Opinion
17966
September, 24, 1962.
Messrs. Perrin Perrin, of Spartanburg, for appellant, cite: As to the Dead Man's Statute: 218 S.C. 488, 63 S.E.2d 470. As to requirement that a dedication, in order to be made complete and carried into effect so as to create public rights, must be accepted and acted upon by the public: 222 S.C. 24, 71 S.E.2d 509. As to the easement being lost by abandonment: 1 Am. Jur., Abandonment, Sec. 8; C.J.S., Abandonment, Sec. 3a; 182 S.C. 110, 188 S.E. 496; 4 McCord's Law 106, 112. As to it being well settled that a private easement may be lost by adverse possession: 222 S.C. 24, 71 S.E.2d 509; 6 Rich. L. 298. As to when the owner of the servient estate, over which a right-of-way exists, acquires the fee simple title to the dominant estate, the right-of-way is extinguished: 5 Rich. 178, 55 Am. Dec. 710; The Modern Law of Real Estate, Tiffany, vol. 1, p. 734; 167 S.C. 534, 166 S.E. 634; 4 McCord's L. 96.
Messrs. John C. Williams and Max B. Cauthen, Jr., of Spartanburg, for respondent, cite: As to rule that a statement, otherwise objectionable as hearsay, not becoming competent because it has been reduced to writing: 163 S.C. 137, 161 S.E. 418; 22 C.J. 207. As to there being no abandonment of the easement: 222 S.C. 24, 71 S.E.2d 509; 16 Am. Jur., Dedication, Sec. 31; 217 S.C. 261, 60 S.E.2d 592; 49 W. Va. 177, 38 S.E. 491, 87 Am. St. Rep. 792; 217 S.C. 500, 61 S.E.2d 58; 223 S.C. 545, 77 S.E.2d 212; 182 S.C. 110, 188 S.E. 496. As to the burden of proof of adverse possession being on the party relying thereon: 226 S.C. 366, 85 S.E.2d 279. As to there being no extinguishment of the easement: 5 Rich. L. 280. As to doctrines of laches and estoppel not being applicable: 197 S.C. 476, 15 S.E.2d 740. As to where a deed described land as is shown on a certain plat, such plat becomes a part of the deed: 236 S.C. 612, 115 S.E.2d 301. As to the prohibitory injunction being proper: 54 S.C. 430, 32 S.E. 527.
September, 24, 1962.
The plaintiff and the defendant are adjoining landowners and the issues in this appeal concern the right of the plaintiff to an easement for a roadway along the common boundary of their lands.
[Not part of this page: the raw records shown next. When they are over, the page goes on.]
PR #446, opened 2016-04-05
Use JSON instead of YAML for the data format of results

hellais:
* Write utility functions for computing time in UTC


src/ooni/ooni_test_impl.hpp
```diff
@@ -63,10 +80,15 @@ class OoniTestImpl : public mk::NetTest {
         probe_cc = "ZZ";
     }
 
-    void write_header() {
+    void set_test_start_time() {
+        if (test_start_time == nullptr) {
+        }
+    }
```
bassosimone: This function seems to be unused. Can I get rid of it before merging?

src/common/utils.cpp
```diff
@@ -40,6 +40,21 @@ double time_now(void) {
     return result;
 }
 
+void utc_time_now(struct tm **utc) {
+    time_t tv;
+    time(&tv);
+    *utc = gmtime(&tv);
```
bassosimone: Could you refactor this as

```C
*utc = gmtime(time(nullptr));
```

Rationale for this request is the following excerpt of text from the time(3) on Linux:

```man
BUGS
       Error returns from this system call are indistinguishable from
       successful reports that the time is a few seconds before the Epoch, so
       the C library wrapper function never sets errno as a result of this
       call.

       The tloc argument is obsolescent and should always be NULL in new code.
       When tloc is NULL, the call cannot fail.
```

src/common/utils.cpp
```diff
@@ -40,6 +40,21 @@ double time_now(void) {
...
+}
+
+std::string timestamp(struct tm *t) {
+    char result[30];
+    std::string ts;
+    if (strftime(result, 30, "%Y-%m-%d %H:%M:%S", t) == 0) {
```
bassosimone: In this line, could you `s/30/sizeof (result)/`?

src/ooni/dns_test_impl.hpp
```diff
@@ -27,45 +29,42 @@ class DNSTestImpl : public ooni::OoniTestImpl {
...
 
         dns::query(
             query_class, query_type, query_name,
             [=](Error error, dns::Message message) {
                 logger.debug("dns_test: got response!");
-                YAML::Node query_entry;
+                json query_entry;
+                query_entry["resolver_hostname"] = resolver_hostname;
+                query_entry["resolver_port"] = resolver_port;
+                query_entry["failure"] = NULL;
```
bassosimone: I recall that yaml-cpp converted `NULL` to zero rather than to `null`. I am not sure of what is done by this new json library. Could you check whether we end up with the desired value in the output? Otherwise, it's probably reasonable to expect that, to get `null` on output, one shall use `nullptr` in C++.

bassosimone:
I really really like this diff! I've just highlighted a couple of small fixes that I'd like to see applied before merging! As for the travis failure, nevermind, I merged the master branch and this triggered travis, then I stopped travis to give priority to another build.

src/ooni/ooni_test_impl.hpp
hellais: Yeah sorry, I forgot to trash this code after having refactored it.

src/ooni/dns_test_impl.hpp
hellais: Will look into this.

src/common/utils.cpp
hellais: Yeah.

src/common/utils.cpp
hellais: Seems reasonable.

hellais: It actually get's even worse with gmtime.

Reading the docs for gmtime(3) I see:

```
BUGS
     Except for difftime(), mktime(), and the _r() variants of the other functions, these functions leaves their result
     in an internal static object and return a pointer to that object.  Subsequent calls to these function will modify
     the same object.

     The C Standard provides no mechanism for a program to modify its current local timezone setting, and the
     POSIX-standard method is not reentrant.  (However, thread-safe implementations are provided in the POSIX threaded
     environment.)

     The tm_zone field of a returned tm structure points to a static array of characters, which will also be overwritten
     by any subsequent calls (as well as by subsequent calls to tzset(3) and tzsetwall(3)).

     Use of the external variable tzname is discouraged; the tm_zone entry in the tm structure is preferred.
```

Basically calling gmtime() multiple time leads to the same shared object being modified. :dizzy_face:

bassosimone: We should use `gmtime_r()` then!

bassosimone:
Thank you! Merging!

PR #447, opened 2016-04-06
Fix cross compilation for iOS

AntonioLangiu:
This PR fix the compilation for iOS.


bassosimone:
Looks good to me! I'm a bit swamped at the moment (see below). In any case it's ok to me if you squash-and-merge this yourself once travis completes. Thank you!

Wrestling in the mud

PR #450, opened 2016-04-07
Remove tests and example from the coverage check

AntonioLangiu:
I think before we were distorting the real coverage of measurement_kit.
I think that examples and tests should not be considered in the coverage calculatioin. Examples was never executed and was decreasing the coverage and tests was always executed and was increasing the coverage. I think the only files we should cover are those included in `src`, excluding `src/ext`.


bassosimone:
I agree!

AntonioLangiu:
This is always logic for me but it seems it is not logic for coveralls. When removing the test folder it doesn't calculate good the coverage. I'm going to re-add it!

bassosimone:
Okay, just `git revert` fd41978b176 then!

PR #451, opened 2016-04-07
http: sketch out new implementation

bassosimone:
This pull request is based on #406. It adds to such pull request a simple but effective implementation of http. <strike>What is not working yet is socks5, which requires some extra work in `net`</strike>.

When this is merged and also socks5 is fixed, we can finally start cleaning up the tree and remove a number of functionalities, including old http code, old connect code, etc.


AntonioLangiu:
I'm working on it!

src/http/request.cpp
```diff
@@ -0,0 +1,117 @@
...
+
+namespace mk {
+namespace http {
+
+using namespace mk::net;
+
+void request_connect(Settings settings, RequestConnectCb cb,
+        Poller *poller, Logger *logger) {
+    if (settings.find("url") == settings.end()) {
+        cb(GenericError(), nullptr);
```
AntonioLangiu: Use a more explicit error!

src/http/request.cpp
```diff
@@ -0,0 +1,117 @@
...
+    connect(url->address, url->port, cb, settings, logger, poller);
+}
+
+void request_send(Var<Transport> transport, Settings settings, Headers headers,
+        std::string body, RequestSendCb callback) {
+    RequestSerializer serializer;
+    try {
+        serializer = RequestSerializer(settings, headers, body);
+    } catch (std::exception &) {
+        callback(GenericError());
```
AntonioLangiu: Here too, use more specific error!

src/http/request.cpp
```diff
@@ -0,0 +1,117 @@
...
+    transport->write(buff);
+}
+
+void request_recv_response(Var<Transport> transport, RequestRecvResponseCb cb,
+        Poller *poller, Logger *logger) {
+    Var<ResponseParserNg> parser(new ResponseParserNg);
+    Var<Response> response(new Response);
+    Var<bool> prevent_emit(new bool(false));
+
+    transport->on_data([=](Buffer data) { parser->feed(data); });
```
AntonioLangiu: I think here you can give to the lambda just the variables it needs!

test/http/request.cpp
```diff
@@ -292,3 +292,134 @@ TEST_CASE("The callback is called if input URL parsing fails") {
...
+        });
+    });
+}
+
+static inline bool status_code_ok(int code) {
+    return code == 302 or code == 200;
+}
+
+TEST_CASE("http::request_recv_response() works as expected") {
+    loop_with_initial_event([]() {
```
AntonioLangiu: should you check the connectivity before the test?

test/http/request.cpp
```diff
@@ -292,3 +292,134 @@ TEST_CASE("The callback is called if input URL parsing fails") {
...
+    });
+}
+
+TEST_CASE("http::request_cycle() works as expected using Tor") {
+    loop_with_initial_event([]() {
+        request_cycle({
+            {"method", "GET"},
+            {"url", "httpo://www.google.com/robots.txt"},
+        }, {}, "", [](Error error, Var<Response> r) {
+            // Test disable because we don't know if Tor is running
```
AntonioLangiu: I think we should find a way to exclude this test if we don't know that tor is runnig. Maybe we can put all the tests that need tor in a test file and exclude if it is not necessary, or maybe we can define a preprocessor variable in the configure that enables this code, something like 
#ifdef TOR_TEST...

AntonioLangiu:
I really like the implementation of http/request! I'm building it locally to see the coverage, because coveralls is hiding some files!

test/http/request.cpp
bassosimone: I wrote a check that is able to detect the two cases where Tor is running and where Tor is not running and adapt what to `REQUIRE` accordingly. This should address your comment, me thinks.

src/http/request.cpp
bassosimone: Done!

src/http/request.cpp
bassosimone: This should also be fixed!

src/http/request.cpp
bassosimone: > I think here you can give to the lambda just the variables it needs!

I prefer not doing that. In my opinion, having verified that it's safe to share all the variables through `[=]`, the safest thing is to always use `[=]` in the closure, so that everything is always shared.

This style, in my opinion, makes it simpler to reason about the code than when you selectively indicate what yo share, because you have a closure of the relevant variables.

I also understand that creating closures like this causes copies that may have impact on performance, but honestly I'd rather measure that we have a problem before starting to optimize.

As for the possibility of sharing pointers that one should not share using `[=]`, this is true but in our case it does not apply. We could use `Var<Poller>` and `Var<Logger> in the future to reduce the theoretical risk of this issue and be more clean. But, again, before going down that road I'd rather do some more experience points trying to use closures.

> should you set the callback to null also here?

The transport's callbacks are cleared as part of the handling of the error event. The error event should be emitted on network error, or when the parser reaches end (with a boolean value protecting double invocation of the error event). We should reason a bit more on whether this would be enough to break possible reference cycles (which is something to be very careful about until we properly hold a reference to transport instances in use in transport code). I will add a comment to remind us to check whether we need to do more.

test/http/request.cpp
bassosimone: Yes, definitely! I've deployed check-connectivity checks to all the file!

The parties own adjoining portions of lots Nos. 11 and 12 as shown on a subdivision plat made in 1916 and recorded in 1917 in the R.M.C. Office for Spartanburg County, South Carolina. This plat shows a "proposed road" along the boundary of lots Nos. 11 and 12. The defendant purchased a portion of tract No. 12 in 1946 and the plaintiff tract No. 11 in 1960, both deeds containing references to the foregoing plat. Upon the purchase by the plaintiff of tract No. 11, he asserted a right to the use of the "proposed road" as shown on the foregoing plat, basing his claimed right upon an implied easement arising from the designation of the proposed road upon said plat and the subsequent references thereto in the descriptions in the deeds of the respective parties. The plaintiff further alleged that said road had been open and in continuous use for a period of over forty years. The defendant denied any such right of the plaintiff upon the ground that such easement had been extinguished by the acts and conduct of plaintiff's predecessor in title. The defendant then erected a fence along a portion of the "proposed road" effectively blocking any use thereof by the plaintiff. The plaintiff thereafter instituted this action to secure a mandatory injunction requiring the defendant to remove the fence and for damages allegedly sustained by him from such action of the defendant.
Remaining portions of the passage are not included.